__EXERCISE__: A line qualifies if it holds the string "authority". Copy every qualifying line from the records.

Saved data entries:
┌────────

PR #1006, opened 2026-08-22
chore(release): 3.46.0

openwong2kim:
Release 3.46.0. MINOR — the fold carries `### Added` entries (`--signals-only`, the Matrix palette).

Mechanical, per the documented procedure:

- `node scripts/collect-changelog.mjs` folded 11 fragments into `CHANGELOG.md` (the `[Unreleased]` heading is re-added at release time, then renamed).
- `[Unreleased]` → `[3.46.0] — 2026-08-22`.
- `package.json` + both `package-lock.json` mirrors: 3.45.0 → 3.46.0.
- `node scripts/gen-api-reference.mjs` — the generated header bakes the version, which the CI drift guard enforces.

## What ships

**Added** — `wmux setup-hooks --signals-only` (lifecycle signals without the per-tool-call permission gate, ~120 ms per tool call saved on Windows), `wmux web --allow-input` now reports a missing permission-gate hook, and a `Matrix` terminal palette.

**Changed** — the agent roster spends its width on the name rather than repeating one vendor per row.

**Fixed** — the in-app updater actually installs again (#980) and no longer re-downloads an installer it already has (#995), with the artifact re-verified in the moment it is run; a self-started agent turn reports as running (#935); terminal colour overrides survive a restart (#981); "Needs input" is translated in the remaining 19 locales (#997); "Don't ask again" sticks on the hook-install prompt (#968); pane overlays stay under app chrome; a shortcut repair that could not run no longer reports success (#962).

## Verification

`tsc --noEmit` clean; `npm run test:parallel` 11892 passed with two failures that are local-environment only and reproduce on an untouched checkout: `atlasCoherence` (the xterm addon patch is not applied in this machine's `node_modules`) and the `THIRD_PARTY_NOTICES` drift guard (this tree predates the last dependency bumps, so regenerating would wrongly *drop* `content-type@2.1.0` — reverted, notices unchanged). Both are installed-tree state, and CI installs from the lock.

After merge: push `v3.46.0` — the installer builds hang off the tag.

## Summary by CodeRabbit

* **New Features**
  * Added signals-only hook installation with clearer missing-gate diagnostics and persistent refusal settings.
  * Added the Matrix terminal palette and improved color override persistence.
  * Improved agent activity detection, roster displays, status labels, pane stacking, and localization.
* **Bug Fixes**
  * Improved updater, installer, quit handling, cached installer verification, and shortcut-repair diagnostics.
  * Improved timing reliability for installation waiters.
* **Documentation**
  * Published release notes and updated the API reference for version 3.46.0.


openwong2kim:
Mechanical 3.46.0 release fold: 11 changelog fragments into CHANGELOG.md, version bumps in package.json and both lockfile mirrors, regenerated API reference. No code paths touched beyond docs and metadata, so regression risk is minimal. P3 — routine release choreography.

└────────
┌────────

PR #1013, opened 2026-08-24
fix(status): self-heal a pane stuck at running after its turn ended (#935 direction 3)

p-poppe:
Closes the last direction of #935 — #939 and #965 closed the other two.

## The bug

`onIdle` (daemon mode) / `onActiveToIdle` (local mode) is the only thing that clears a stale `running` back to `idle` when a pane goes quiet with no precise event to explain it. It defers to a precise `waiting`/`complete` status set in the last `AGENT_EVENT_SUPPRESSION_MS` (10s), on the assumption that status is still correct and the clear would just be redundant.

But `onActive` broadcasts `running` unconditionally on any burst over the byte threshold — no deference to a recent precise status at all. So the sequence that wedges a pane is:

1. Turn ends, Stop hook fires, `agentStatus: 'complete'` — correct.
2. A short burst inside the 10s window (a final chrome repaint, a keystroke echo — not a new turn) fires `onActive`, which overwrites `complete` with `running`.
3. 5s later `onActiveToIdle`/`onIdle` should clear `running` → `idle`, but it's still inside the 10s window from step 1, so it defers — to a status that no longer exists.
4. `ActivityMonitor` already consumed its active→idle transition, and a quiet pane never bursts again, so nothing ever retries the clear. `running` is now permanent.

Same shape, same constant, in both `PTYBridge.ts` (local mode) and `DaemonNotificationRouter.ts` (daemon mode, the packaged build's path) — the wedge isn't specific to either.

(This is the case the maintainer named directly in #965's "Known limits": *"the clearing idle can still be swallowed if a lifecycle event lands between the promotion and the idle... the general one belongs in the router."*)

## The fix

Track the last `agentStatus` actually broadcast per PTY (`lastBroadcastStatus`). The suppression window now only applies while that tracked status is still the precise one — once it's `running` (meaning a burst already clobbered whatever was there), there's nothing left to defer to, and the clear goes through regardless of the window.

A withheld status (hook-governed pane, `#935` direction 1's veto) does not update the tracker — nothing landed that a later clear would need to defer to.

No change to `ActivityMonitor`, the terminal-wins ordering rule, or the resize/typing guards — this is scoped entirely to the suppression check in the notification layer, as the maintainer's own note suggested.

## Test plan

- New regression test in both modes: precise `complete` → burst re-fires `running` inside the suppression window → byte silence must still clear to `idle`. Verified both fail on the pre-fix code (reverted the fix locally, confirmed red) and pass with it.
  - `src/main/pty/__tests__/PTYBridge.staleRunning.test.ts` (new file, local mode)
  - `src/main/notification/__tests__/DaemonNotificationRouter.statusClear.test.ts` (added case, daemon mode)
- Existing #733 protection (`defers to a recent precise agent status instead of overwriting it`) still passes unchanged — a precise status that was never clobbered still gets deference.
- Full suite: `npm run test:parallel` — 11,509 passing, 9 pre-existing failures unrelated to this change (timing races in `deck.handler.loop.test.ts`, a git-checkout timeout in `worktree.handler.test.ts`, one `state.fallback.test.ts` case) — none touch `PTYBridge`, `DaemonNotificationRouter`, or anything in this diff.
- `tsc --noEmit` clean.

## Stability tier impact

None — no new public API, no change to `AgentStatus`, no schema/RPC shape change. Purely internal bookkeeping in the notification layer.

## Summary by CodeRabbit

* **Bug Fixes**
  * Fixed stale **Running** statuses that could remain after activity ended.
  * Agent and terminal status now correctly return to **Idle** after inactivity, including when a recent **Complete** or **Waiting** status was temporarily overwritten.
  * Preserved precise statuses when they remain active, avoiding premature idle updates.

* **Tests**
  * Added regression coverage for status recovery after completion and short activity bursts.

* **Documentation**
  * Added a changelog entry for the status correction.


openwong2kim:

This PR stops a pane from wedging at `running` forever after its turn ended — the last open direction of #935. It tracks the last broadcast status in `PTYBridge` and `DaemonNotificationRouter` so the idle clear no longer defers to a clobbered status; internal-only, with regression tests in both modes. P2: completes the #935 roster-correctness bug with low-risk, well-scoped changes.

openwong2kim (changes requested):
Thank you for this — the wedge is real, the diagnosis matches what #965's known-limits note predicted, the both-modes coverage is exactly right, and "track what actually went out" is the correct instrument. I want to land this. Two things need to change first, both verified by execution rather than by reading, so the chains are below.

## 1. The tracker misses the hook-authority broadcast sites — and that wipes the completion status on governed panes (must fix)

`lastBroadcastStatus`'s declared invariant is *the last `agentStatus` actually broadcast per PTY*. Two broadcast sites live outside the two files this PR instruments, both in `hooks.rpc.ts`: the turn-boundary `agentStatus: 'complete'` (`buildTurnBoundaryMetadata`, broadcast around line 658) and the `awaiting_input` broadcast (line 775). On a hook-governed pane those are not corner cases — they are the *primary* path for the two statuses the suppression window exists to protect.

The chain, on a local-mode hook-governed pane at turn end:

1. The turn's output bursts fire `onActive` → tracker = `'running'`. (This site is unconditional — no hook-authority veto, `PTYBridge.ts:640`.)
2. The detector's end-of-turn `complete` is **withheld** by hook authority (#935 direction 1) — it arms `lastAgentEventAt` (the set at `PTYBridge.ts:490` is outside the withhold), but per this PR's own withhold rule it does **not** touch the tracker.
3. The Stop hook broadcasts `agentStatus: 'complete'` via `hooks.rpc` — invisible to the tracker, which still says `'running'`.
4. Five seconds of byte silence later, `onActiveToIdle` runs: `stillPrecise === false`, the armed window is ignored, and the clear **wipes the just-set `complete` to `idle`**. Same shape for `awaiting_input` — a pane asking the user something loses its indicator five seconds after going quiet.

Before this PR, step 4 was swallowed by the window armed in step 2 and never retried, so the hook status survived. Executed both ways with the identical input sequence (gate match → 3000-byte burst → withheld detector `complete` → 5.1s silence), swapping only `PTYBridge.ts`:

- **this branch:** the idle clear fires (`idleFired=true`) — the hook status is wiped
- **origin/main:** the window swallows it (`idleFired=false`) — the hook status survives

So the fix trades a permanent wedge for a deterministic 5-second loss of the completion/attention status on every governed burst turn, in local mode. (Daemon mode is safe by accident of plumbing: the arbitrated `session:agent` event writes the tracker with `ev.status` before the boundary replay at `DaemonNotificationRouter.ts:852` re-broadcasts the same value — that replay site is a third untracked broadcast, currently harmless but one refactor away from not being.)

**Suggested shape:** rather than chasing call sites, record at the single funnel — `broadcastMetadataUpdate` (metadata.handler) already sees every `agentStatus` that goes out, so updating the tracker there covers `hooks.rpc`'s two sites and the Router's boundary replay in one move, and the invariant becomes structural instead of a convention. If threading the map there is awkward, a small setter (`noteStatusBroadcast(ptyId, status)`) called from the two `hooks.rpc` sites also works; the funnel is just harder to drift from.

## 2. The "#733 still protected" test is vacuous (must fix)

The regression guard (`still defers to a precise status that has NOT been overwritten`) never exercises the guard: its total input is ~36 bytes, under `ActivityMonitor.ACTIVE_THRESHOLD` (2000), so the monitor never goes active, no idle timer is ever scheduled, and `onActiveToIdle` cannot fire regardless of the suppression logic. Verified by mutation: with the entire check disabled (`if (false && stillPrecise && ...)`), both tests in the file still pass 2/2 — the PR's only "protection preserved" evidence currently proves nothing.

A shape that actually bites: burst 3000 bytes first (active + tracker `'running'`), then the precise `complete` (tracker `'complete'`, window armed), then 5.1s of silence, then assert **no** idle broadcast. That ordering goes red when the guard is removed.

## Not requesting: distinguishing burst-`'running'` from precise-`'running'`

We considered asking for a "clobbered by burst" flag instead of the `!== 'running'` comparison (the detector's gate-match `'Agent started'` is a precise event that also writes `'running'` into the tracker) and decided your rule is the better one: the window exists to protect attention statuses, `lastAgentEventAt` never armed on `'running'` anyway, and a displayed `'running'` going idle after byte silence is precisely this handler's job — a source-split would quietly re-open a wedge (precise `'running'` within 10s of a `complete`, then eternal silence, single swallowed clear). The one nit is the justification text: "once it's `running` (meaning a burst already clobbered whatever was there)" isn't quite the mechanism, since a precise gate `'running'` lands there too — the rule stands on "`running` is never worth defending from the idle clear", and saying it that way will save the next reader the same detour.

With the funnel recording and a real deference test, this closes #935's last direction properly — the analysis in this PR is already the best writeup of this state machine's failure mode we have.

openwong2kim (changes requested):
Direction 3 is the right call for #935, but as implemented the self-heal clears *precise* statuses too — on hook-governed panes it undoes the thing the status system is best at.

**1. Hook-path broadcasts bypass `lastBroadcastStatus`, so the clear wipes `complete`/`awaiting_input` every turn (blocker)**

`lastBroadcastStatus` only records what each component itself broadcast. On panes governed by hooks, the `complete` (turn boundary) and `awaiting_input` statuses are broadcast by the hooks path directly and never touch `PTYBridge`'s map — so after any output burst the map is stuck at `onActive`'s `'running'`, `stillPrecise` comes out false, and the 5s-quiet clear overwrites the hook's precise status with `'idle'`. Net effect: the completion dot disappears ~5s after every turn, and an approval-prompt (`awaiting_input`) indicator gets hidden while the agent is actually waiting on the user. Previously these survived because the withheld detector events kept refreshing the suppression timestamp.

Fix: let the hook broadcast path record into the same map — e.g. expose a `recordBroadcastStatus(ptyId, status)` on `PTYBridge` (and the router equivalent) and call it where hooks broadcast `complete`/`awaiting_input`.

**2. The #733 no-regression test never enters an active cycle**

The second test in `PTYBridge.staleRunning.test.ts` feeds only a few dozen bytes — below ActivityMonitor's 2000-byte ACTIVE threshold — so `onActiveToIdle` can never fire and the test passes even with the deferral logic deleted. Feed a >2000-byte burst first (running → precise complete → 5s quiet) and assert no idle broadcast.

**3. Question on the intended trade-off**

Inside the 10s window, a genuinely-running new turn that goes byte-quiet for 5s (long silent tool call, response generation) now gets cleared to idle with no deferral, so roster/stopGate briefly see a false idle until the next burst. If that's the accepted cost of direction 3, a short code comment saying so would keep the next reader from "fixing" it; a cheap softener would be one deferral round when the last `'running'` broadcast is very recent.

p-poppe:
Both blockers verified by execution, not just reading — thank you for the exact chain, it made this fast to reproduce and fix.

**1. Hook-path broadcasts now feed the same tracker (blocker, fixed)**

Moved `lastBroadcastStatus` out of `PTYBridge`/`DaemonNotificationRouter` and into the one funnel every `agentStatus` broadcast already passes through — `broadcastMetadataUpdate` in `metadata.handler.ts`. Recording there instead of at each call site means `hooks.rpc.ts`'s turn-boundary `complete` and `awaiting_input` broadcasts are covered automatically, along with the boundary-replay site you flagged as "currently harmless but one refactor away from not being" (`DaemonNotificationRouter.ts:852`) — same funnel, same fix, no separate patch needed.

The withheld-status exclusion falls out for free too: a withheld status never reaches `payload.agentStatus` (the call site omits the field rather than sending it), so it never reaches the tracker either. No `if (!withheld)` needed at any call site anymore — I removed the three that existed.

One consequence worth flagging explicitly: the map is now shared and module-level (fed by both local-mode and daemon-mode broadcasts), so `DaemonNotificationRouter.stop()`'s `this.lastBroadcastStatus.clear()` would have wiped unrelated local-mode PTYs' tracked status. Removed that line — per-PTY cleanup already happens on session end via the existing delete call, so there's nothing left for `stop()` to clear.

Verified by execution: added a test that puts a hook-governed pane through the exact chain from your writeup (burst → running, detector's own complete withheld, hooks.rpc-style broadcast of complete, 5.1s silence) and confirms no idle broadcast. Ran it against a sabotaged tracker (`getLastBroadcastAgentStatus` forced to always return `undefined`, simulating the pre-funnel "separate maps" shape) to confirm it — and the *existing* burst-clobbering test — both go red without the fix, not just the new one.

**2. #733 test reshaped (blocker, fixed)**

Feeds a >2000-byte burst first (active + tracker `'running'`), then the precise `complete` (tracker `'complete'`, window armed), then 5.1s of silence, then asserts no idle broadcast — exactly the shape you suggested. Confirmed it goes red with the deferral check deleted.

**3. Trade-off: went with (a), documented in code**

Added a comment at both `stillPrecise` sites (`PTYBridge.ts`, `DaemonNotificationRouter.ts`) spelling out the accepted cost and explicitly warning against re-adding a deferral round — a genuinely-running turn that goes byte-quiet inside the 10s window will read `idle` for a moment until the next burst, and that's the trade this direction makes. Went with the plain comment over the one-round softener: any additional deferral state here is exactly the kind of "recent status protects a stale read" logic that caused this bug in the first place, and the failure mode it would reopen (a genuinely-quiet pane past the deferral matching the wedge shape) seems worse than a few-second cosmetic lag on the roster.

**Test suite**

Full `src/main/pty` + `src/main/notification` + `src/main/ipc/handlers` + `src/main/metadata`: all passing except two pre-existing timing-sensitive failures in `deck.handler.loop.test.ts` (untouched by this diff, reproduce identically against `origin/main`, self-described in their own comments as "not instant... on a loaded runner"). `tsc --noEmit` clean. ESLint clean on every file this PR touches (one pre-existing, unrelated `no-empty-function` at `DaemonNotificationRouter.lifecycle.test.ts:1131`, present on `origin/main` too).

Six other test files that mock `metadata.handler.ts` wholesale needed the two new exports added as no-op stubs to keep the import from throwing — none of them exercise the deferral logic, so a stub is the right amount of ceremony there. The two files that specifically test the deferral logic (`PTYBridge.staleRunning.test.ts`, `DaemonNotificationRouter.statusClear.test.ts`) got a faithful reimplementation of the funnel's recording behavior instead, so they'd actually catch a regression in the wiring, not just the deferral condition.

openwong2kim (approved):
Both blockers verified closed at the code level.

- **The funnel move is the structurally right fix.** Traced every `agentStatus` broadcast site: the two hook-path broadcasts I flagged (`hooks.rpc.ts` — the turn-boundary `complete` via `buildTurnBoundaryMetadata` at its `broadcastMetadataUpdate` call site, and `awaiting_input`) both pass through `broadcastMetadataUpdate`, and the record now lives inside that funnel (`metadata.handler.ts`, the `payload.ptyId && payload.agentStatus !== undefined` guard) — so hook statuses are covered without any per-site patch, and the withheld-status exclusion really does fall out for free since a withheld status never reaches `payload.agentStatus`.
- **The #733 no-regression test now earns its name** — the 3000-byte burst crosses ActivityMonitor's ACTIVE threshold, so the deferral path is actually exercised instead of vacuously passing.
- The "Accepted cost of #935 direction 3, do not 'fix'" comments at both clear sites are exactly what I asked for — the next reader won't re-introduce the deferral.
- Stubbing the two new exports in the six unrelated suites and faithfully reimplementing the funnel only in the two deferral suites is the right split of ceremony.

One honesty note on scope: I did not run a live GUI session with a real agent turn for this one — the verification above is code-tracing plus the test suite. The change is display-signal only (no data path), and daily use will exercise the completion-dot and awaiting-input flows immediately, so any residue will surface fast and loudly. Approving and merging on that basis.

└────────
┌────────

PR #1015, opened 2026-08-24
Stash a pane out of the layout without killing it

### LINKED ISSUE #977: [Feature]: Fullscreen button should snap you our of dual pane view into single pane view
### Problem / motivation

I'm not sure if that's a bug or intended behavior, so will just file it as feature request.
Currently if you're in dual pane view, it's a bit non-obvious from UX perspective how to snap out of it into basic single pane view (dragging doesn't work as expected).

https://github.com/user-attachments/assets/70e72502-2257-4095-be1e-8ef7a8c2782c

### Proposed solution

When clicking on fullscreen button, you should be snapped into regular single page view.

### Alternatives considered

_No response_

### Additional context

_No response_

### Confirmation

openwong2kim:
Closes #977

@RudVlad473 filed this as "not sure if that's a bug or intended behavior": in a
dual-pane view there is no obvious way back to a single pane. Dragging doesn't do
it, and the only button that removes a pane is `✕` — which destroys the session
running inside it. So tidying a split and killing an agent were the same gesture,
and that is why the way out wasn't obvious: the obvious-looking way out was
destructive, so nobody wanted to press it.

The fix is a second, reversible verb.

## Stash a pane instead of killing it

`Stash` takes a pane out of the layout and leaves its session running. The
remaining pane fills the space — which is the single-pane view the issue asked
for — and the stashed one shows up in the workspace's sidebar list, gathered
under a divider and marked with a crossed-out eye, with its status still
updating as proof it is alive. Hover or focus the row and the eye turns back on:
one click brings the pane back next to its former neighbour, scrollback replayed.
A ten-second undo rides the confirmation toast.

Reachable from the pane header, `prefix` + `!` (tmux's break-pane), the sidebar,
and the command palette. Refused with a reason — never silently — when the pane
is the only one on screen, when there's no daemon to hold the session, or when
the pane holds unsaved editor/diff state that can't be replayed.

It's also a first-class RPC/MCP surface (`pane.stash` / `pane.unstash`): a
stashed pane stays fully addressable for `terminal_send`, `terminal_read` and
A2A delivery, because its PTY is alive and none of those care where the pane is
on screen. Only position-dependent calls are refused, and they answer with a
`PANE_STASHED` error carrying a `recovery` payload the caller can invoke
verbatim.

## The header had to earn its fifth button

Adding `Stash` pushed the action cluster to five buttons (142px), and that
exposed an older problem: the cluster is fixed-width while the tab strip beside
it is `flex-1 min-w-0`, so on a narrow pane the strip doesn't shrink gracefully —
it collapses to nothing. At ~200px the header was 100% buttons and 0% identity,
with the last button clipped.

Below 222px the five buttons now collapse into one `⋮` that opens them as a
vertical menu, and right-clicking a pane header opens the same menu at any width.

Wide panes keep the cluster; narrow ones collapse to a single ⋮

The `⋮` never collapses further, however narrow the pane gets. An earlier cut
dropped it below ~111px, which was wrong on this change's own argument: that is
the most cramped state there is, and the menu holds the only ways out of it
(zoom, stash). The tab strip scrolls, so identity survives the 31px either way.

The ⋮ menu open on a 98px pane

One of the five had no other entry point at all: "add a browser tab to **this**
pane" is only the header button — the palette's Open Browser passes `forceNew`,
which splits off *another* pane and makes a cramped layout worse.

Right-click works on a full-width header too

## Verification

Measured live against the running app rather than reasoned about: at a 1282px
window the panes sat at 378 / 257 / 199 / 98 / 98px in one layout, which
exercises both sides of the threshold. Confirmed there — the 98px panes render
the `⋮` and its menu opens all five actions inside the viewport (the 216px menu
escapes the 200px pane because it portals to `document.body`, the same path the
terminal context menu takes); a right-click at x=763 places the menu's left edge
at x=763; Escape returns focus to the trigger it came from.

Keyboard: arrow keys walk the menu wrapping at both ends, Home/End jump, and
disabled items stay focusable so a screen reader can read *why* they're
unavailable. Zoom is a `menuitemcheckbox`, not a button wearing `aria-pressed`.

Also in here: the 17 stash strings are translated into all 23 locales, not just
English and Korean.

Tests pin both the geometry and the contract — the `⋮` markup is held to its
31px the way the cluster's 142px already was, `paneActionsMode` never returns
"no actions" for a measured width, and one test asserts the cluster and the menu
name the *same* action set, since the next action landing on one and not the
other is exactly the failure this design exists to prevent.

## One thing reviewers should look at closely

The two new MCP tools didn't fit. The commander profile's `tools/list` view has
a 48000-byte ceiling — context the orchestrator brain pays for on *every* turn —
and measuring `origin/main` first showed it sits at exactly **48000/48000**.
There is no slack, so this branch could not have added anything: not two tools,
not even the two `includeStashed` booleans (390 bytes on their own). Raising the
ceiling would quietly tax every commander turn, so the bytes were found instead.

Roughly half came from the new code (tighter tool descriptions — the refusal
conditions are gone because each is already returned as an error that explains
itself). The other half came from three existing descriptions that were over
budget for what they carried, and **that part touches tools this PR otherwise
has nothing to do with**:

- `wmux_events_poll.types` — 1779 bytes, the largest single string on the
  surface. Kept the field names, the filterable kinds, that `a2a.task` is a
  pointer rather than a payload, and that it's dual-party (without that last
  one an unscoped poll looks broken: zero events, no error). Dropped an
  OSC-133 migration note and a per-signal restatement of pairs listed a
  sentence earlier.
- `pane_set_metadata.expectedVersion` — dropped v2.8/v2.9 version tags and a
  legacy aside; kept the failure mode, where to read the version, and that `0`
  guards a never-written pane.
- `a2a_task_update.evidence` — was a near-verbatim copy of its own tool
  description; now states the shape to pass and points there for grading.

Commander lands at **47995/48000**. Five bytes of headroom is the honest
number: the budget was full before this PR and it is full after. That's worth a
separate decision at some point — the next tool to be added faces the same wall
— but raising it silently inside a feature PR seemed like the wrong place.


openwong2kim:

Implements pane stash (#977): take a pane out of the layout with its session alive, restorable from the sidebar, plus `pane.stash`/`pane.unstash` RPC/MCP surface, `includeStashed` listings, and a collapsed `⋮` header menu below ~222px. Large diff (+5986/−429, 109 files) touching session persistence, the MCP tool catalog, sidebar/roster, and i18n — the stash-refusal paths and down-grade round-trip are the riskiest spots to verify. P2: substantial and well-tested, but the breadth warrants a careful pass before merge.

└────────

__SOLUTION TO THIS EXERCISE__:
## 1. The tracker misses the hook-authority broadcast sites — and that wipes the completion status on governed panes (must fix)
1. The turn's output bursts fire `onActive` → tracker = `'running'`. (This site is unconditional — no hook-authority veto, `PTYBridge.ts:640`.)
2. The detector's end-of-turn `complete` is **withheld** by hook authority (#935 direction 1) — it arms `lastAgentEventAt` (the set at `PTYBridge.ts:490` is outside the withhold), but per this PR's own withhold rule it does **not** touch the tracker.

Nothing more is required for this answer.